Study reveals awfulness of Canadian investor immigration; income tax averages C$1,400 per millionaire
British Columbia ends up housing ten times more rich newcomers than Quebec – but Quebec gets ten times more of their ‘investment’ than BC
At last week’s “emergency meeting” on Vancouver housing affordability, local MLA David Eby struck a chord in his opening remarks.
“We have every reason to welcome immigration from China and all over the world; it’s what built British Columbia…but no matter what, extreme wealth should not put you at the front of the line for immigration,” said Eby, of the left-leaning NDP, to long applause.
Many Vancouverites, ethnically Chinese and non-so alike, understand on an instinctive level that selling permanent residency and passports is a Bad Idea.
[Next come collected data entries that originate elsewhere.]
PR #7316, opened 2017-11-14
Fix Issue 17382 - void main(){}pragma(msg,main()); crashes DMD

RazvanN7:


stefan-koch-sociomantic:
NO!
That'll generate an uncompilable version.
As well as silencing real errors! 
I suggest you look for a different fix.

RazvanN7:
>NO!
That'll generate an uncompilable version.

Can you be more specific?

stefan-koch-sociomantic:
the generated header will have `<void>` in it which has no place in our langauge.
Also If the case happens which would have asserted before it will now get swallowed.

RazvanN7:
You might be right, however asserts are not errors; assert(0) is used on code paths that should never be taken and the user should never be faced with a failed assert so from this point of view no error is swollen.

On the  other hand, if you use pragma(msg, foo()) where foo is declared as void foo() {} the output is going to be **<void>** . Now, in the case of this PR, I agree that there might be cases where **<void>** is outputted and it shouldn't but I don't know any and it seems that the tests all pass. So, when I was asking you to be specific I was expecting an example. Thank you.

stefan-koch-sociomantic:
I cannot think of an example as of now. 
As the assert would have triggered in such a case.
However that is no excuse to open us up to more subtle bugs.

Besides having the hdrgen write-out invalid D is hardly an acceptable solution.

I'd rather fix this at the point where the main-symbol is rewritten.

MetaLang:
Excuse the drive-by comment given that I know nothing about the compiler, but why does the compiler even try to const-fold `main`?

andralex:
It doesn't matter that it's called main, does it? @RazvanN7 please arrange that a compile-time error with a good message is issued if someone attempts to `pragma msg` a `void` expression. If anyone does want to, there are many means such as `pragma(msg, (main(), ""));` etc

ZombineDev:
Yes, it should just work. For example the following snippet:  `void foo() {} pragma(msg, foo());` makes the compiler print `<void>`.

RazvanN7:
@andralex Is this ok?

src/ddmd/dsymbolsem.d
```diff
@@ -2917,6 +2917,11 @@ private extern(C++) final class DsymbolSemanticVisitor : Visitor
                     e = resolveProperties(sc, e);
                     sc = sc.endCTFE();
                     // pragma(msg) is allowed to contain types as well as expressions
+                    if (e.type && e.type.ty == Tvoid)
+                    {
+                        error(pd.loc, "Cannot pass argument `%s` to `pragma msg` because it is `void`", e.toChars);
```
nemanja-boric-sociomantic: Missing `()` at `toChars` call (style doesn't match anywhere in this module).

andralex (approved):
"has type void" is more pedantically correct, but this is fine as is - thanks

But I doubt many are aware of the precise awfulness of the Immigrant Investor Program (IIP) and the Quebec IIP that have brought tens of thousands of millionaire households to the city for the past 30 years.
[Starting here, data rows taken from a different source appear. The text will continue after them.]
PR #7317, opened 2017-11-14
VRP for and,or,xor + Refactoring intrange.d + Fix Issue 10310

somzzz:
As per discussions with @andralex @WalterBright and @tgehr , this PR is the first step to improving VRP in dmd. Reimplemented ```and```, ```or```, ```xor``` over ```IntRange``` using the algorithms designed by @tgehr : 
 https://github.com/tgehr/d-compiler/blob/master/vrange.d

Refactored ```intrange.d``` to use DMD2 style op overloads. Moved implementation for ```and```, ```or```, ```xor``` from ```dcast.d```. This is a first step, the other operators will follow - this PR is quite big already.

Also fixing bug related to imprecise ```xor``` bounds:
https://issues.dlang.org/show_bug.cgi?id=10310

### DIFF
--- a/src/ddmd/intrange.d
+++ b/src/ddmd/intrange.d
@@ -30,6 +30,7 @@ struct SignExtendedNumber
 {
     uinteger_t value;
     bool negative;
+
     static SignExtendedNumber fromInteger(uinteger_t value_)
     {
         return SignExtendedNumber(value_, value_ >> 63);
@@ -77,7 +78,26 @@ struct SignExtendedNumber
             return 0;
     }
 
-    SignExtendedNumber opNeg() const
+    private alias SignExtendedNumber R;
+
+    R opUnary(string op : "++")()
+    {
+        if (value != UINT64_MAX)
+            ++value;
+        else if (negative)
+        {
+            value = 0;
+            negative = false;
+        }
+        return this;
+    }
+
+    R opUnary(string op : "~")() const
+    {
+        return SignExtendedNumber(~value);
+    }
+
+    R opUnary(string op : "-")() const
     {
         if (value == 0)
             return SignExtendedNumber(-cast(ulong)negative);
@@ -85,11 +105,26 @@ struct SignExtendedNumber
             return SignExtendedNumber(-value, !negative);
     }
 
-    SignExtendedNumber opAdd(const SignExtendedNumber a) const
+    R opBinary(string op : "&")(R rhs) const
     {
-        uinteger_t sum = value + a.value;
-        bool carry = sum < value && sum < a.value;
-        if (negative != a.negative)
+        return SignExtendedNumber(value & rhs.value);
+    }
+
+    R opBinary(string op : "|")(R rhs)
+    {
+        return SignExtendedNumber(value | rhs.value);
+    }
+
+    R opBinary(string op : "^")(R rhs)
+    {
+        return SignExtendedNumber(value ^ rhs.value);
+    }
+
+    R opBinary(string op : "+")(R rhs)
+    {
+        uinteger_t sum = value + rhs.value;
+        bool carry = sum < value && sum < rhs.value;
+        if (negative != rhs.negative)
             return SignExtendedNumber(sum, !carry);
         else if (negative)
             return SignExtendedNumber(carry ? sum : 0, true);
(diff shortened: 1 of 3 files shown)


src/ddmd/intrange.d
```diff
@@ -494,4 +524,233 @@ struct IntRange
...
+
+    R opBinary(string op:"^")(R rhs) const
+    {
+        return this & ~rhs | ~this & rhs;
+    }
+
+    R opBinary(string op:"+")(R rhs)
+    {
+        // Not yet implemented
+        assert(0);
```
andralex: Reiterating suggestion: on overflow, conservatively return the maximum range.

src/ddmd/intrange.d
```diff
@@ -494,4 +524,233 @@ struct IntRange
...
+    R opBinary(string op:"^^")(R rhs)
+    {
+        // Not yet implemented
+        assert(0);
+    }
+
+private:
+    // Credits to Timon Gehr maxOr, minOr, maxAnd, minAnd
+    // https://github.com/tgehr/d-compiler/blob/master/vrange.d
+    static SignExtendedNumber maxOr(R lhs, R rhs){
```
andralex: Formatting issues - brace should be on its own line and the function body should be indented.

src/ddmd/intrange.d
```diff
@@ -494,4 +524,233 @@ struct IntRange
...
+    uinteger_t x = 0;
+    auto xor = lhs.imax.value ^ rhs.imax.value;
+    auto and = lhs.imax.value & rhs.imax.value;
+
+    for(uinteger_t d = 1LU << (8 * uinteger_t.sizeof - 1); d; d >>= 1)
```
andralex: space after if etc (adjust from Timon's convention to ours)

andralex (changes requested):
cc @tgehr @WalterBright

src/ddmd/intrange.d
somzzz: This PR is only for the bitops, the old code doesn't use operator overloads for ```IntRange```, so currently there is no code that calls into ```assert(0)```. Most of the implementation for these operators is split between ```dcast.d``` eg
https://github.com/dlang/dmd/blob/master/src/ddmd/dcast.d#L3613
and ```SignExtendedNumber``` and should be refactored. The purpose of adding those stubs is to suggest this.

I wanted to do this in different PRs. Similarly, at the end, if we decide we don't need ```SignExtendedNumber``` anymore, we can remove it in its own PR.

If you think it's better to handle all VRP in one go, we can do that.

src/ddmd/intrange.d
```diff
@@ -494,4 +524,233 @@ struct IntRange
             nonNegRange.imax = imax;
         }
     }
+
+    private alias IntRange R;
+
+    R copy() const
```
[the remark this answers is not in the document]
somzzz: There isn't any ```IntRange``` constructor which takes another ```IntRange``` as param.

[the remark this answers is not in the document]
andralex: That would be implicitly defined, or you can define it if needed.

src/ddmd/intrange.d
```diff
@@ -77,35 +78,70 @@ struct SignExtendedNumber
             return 0;
     }
 
-    SignExtendedNumber opNeg() const
+    private alias SignExtendedNumber R;
```
andralex: This is a distraction, a future PR should eliminate it and rename `SignExtendedNumber` to `SignExtended`.

src/ddmd/intrange.d
```diff
@@ -77,35 +78,70 @@ struct SignExtendedNumber
...
+        {
+            value = 0;
+            negative = false;
+        }
+        return this;
+    }
+
+    R opUnary(string op : "~")() const
+    {
+        return SignExtendedNumber(~value);
```
andralex: I'm not sure this (and other similar operations) is correct. It converts a negative number into a positive one. Shouldn't it be `return SignExtendedNumber(~value, negative);`? cc @WalterBright @tgehr

src/ddmd/intrange.d
```diff
@@ -77,35 +78,70 @@ struct SignExtendedNumber
...
             return SignExtendedNumber(-value, !negative);
     }
 
-    SignExtendedNumber opAdd(const SignExtendedNumber a) const
+    R opBinary(string op : "&")(R rhs) const
     {
-        uinteger_t sum = value + a.value;
-        bool carry = sum < value && sum < a.value;
-        if (negative != a.negative)
+        return SignExtendedNumber(value & rhs.value);
```
andralex: same question here about signedness of result - looks like any two inputs produce a positive number

src/ddmd/intrange.d
```diff
@@ -77,35 +78,70 @@ struct SignExtendedNumber
...
+
+    R opBinary(string op : "^")(R rhs)
+    {
+        return SignExtendedNumber(value ^ rhs.value);
+    }
+
+    R opBinary(string op : "+")(R rhs)
+    {
+        uinteger_t sum = value + rhs.value;
+        bool carry = sum < value && sum < rhs.value;
```
andralex: Clearer and more efficient:

```d
bool carry = value > uinteger_t.max - rhs.value;
```

andralex (approved):
no blockers

src/ddmd/intrange.d
tgehr: ``~`` flips the sign bit, so if might need to be ``SignExtendedNumber(~value, !negative)`` if the underlying datatype is signed.

andralex: @tgehr I actually tried that, then druntime failed to compile

PR #7320, opened 2017-11-15
refactor: add EH_SEH

WalterBright:
This enables removing an ugly tangle of conditional compilation.


wilzbach (approved):
Looks a lot better!

PR #7322, opened 2017-11-15
do not account for exceptions in noexceptions code

WalterBright:
Don't worry about halt paths, either, as no need to unwind them.


WalterBright:
Blocked by https://github.com/dlang/dmd/pull/7321

andralex (approved):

In so doing, these schemes have likely driven up real estate prices and unaffordability, research has found.
Yet other resultant economic activity is scant – in fact, investor migrants’ favourite “business” is real estate ownership.
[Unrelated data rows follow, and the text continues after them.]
PR #7326, opened 2017-11-16
refactor: make dcast.isVoidArrayLiteral private + move rawTypeMerge to dtemplate.d

RazvanN7:
...and make it private

### DIFF
--- a/src/ddmd/dcast.d
+++ b/src/ddmd/dcast.d
@@ -2649,7 +2649,7 @@ extern (C++) Expression scaleFactor(BinExp be, Scope* sc)
  * I.e., make sure that [1,2] is compatible with [],
  * [[1,2]] is compatible with [[]], etc.
  */
-extern (C++) bool isVoidArrayLiteral(Expression e, Type other)
+private bool isVoidArrayLiteral(Expression e, Type other)
 {
     while (e.op == TOKarrayliteral && e.type.ty == Tarray && ((cast(ArrayLiteralExp)e).elements.dim == 1))
     {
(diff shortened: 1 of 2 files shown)


src/ddmd/dcast.d
```diff
@@ -2666,28 +2666,6 @@ extern (C++) bool isVoidArrayLiteral(Expression e, Type other)
     return (e.op == TOKarrayliteral && t.ty == Tarray && t.nextOf().ty == Tvoid && (cast(ArrayLiteralExp)e).elements.dim == 0);
 }
 
-// used by deduceType()
```
JinShil: Seems like a useful comment.  I don't recommend deleting it.

JinShil (changes requested):

src/ddmd/dcast.d
RazvanN7: it is right above the deduceType helper which is right above deduceType. A rgrep after rawTypeMerge will show that deduceType is the only function using it. The only way to get to that function is by reading the deduceType function. It made sense to have that comment when it was in a different file, but now it seems kind of useless.

JinShil: Ok, I get it.  Thanks.

JinShil (approved):

PetarKirov (approved):

src/ddmd/dtemplate.d
```diff
@@ -2918,6 +2919,27 @@ private ubyte deduceWildHelper(Type t, Type* at, Type tparam)
     }
 }
 
+private Type rawTypeMerge(Type t1, Type t2)
```
mathias-lang-sociomantic: Documentation would be more than welcome

RazvanN7: Done

PR #7331, opened 2017-11-17
refactor: irstate.d

WalterBright:
1. remove dead constructor
2. `.symbol` is always a `FuncDeclaration`, so make it that type and remove unsafe cast
3. C++ never accesses this code, so no need for C++ linkage
4. make `.symbol` private so nobody else thinks it is not a `FuncDeclaration`

### DIFF
--- a/src/ddmd/irstate.d
+++ b/src/ddmd/irstate.d
@@ -31,7 +31,7 @@ import ddmd.backend.el;
  * Our label symbol, with vector to keep track of forward references.
  */
 
-extern (C++) struct Label
+struct Label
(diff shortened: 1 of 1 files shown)


stefan-koch-sociomantic:
cc @ibuclaw

WalterBright:
Since the `.h` files do not cover `IRState`, they could not be used by the C++ code.

PetarKirov (approved):
Looks good.

JinShil (approved):

andralex (approved):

That’s just one finding of a Federal government evaluation of the Chinese-dominated investor schemes, quietly published in October 2014. I can find no reference to the 103-page report in any media; two leading academics who have studied the schemes for years were unware of it before I forwarded it to them this week.
A skinny internal report on immigrant employment earnings, dating from 2012, gave a hint of what many suspected about the investor schemes, whose only real requirement of applicants was a willingness to hand over a pile of cash (latterly, C$800,000) as a five-year loan to Canada. But the latest data is depressingly comprehensive.